Your assignment → Reproduce the listing that follows, unchanged and complete.

The input →
PR #3111, opened 2026-08-05
refactor: extract common type in VNodeListenerMap

FloEdelmann:


FloEdelmann:
Lint violations are fixed in #3112.

PR #3113, opened 2026-08-11
fix(no-unused-properties): ignore props typed as `never`

### LINKED ISSUE #2545: vue/no-unused-properties -- reports properties of type 'never' as unused.
**What did you do?**	

```vue
<script setup lang="ts">
interface MyTextAreaInput extends /* @vue-ignore */ TextareaHTMLAttributes {
  // prevent accidentally using min/max instead of minlength/maxlength
  min?: never; // <- 'min' of property found, but never used.
  max?: never; // <- 'max' of property found, but never used.
}
defineProps<MyTextAreaInput>()

</script>
```

I realize it is very unusual to use type `never` as a prop type. So not very important issue.

ValentinYoushkevich:
Closes #2545

A prop explicitly typed as `never` is declared to *forbid* its usage, so it is never referenced by design. Reporting it as unused is noise:

```vue
<script setup lang="ts">
interface MyTextAreaInput extends /* @vue-ignore */ TextareaHTMLAttributes {
  // prevent accidentally using min/max instead of minlength/maxlength
  min?: never // <- 'min' of property found, but never used.
  max?: never // <- 'max' of property found, but never used.
}
defineProps<MyTextAreaInput>()
</script>
```

### Implementation note

`prop.types` cannot be used to detect this. `inferRuntimeType` has no `TSNeverKeyword` case, so it falls through to `inferRuntimeTypeFromTypeNode`, which returns `['null']` when no type information is available — making `never` indistinguishable from any other unresolved type.

The check is therefore done on the AST: the prop's `TSPropertySignature` type annotation is `TSNeverKeyword`. This only requires `@typescript-eslint/parser`, no type-aware setup, which matches @FloEdelmann's note on the issue.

Reply →
PR #3111, opened 2026-08-05
refactor: extract common type in VNodeListenerMap

FloEdelmann:


FloEdelmann:
Lint violations are fixed in #3112.

PR #3113, opened 2026-08-11
fix(no-unused-properties): ignore props typed as `never`

### LINKED ISSUE #2545: vue/no-unused-properties -- reports properties of type 'never' as unused.
**What did you do?**	

```vue
<script setup lang="ts">
interface MyTextAreaInput extends /* @vue-ignore */ TextareaHTMLAttributes {
  // prevent accidentally using min/max instead of minlength/maxlength
  min?: never; // <- 'min' of property found, but never used.
  max?: never; // <- 'max' of property found, but never used.
}
defineProps<MyTextAreaInput>()

</script>
```

I realize it is very unusual to use type `never` as a prop type. So not very important issue.

ValentinYoushkevich:
Closes #2545

A prop explicitly typed as `never` is declared to *forbid* its usage, so it is never referenced by design. Reporting it as unused is noise:

```vue
<script setup lang="ts">
interface MyTextAreaInput extends /* @vue-ignore */ TextareaHTMLAttributes {
  // prevent accidentally using min/max instead of minlength/maxlength
  min?: never // <- 'min' of property found, but never used.
  max?: never // <- 'max' of property found, but never used.
}
defineProps<MyTextAreaInput>()
</script>
```

### Implementation note

`prop.types` cannot be used to detect this. `inferRuntimeType` has no `TSNeverKeyword` case, so it falls through to `inferRuntimeTypeFromTypeNode`, which returns `['null']` when no type information is available — making `never` indistinguishable from any other unresolved type.

The check is therefore done on the AST: the prop's `TSPropertySignature` type annotation is `TSNeverKeyword`. This only requires `@typescript-eslint/parser`, no type-aware setup, which matches @FloEdelmann's note on the issue.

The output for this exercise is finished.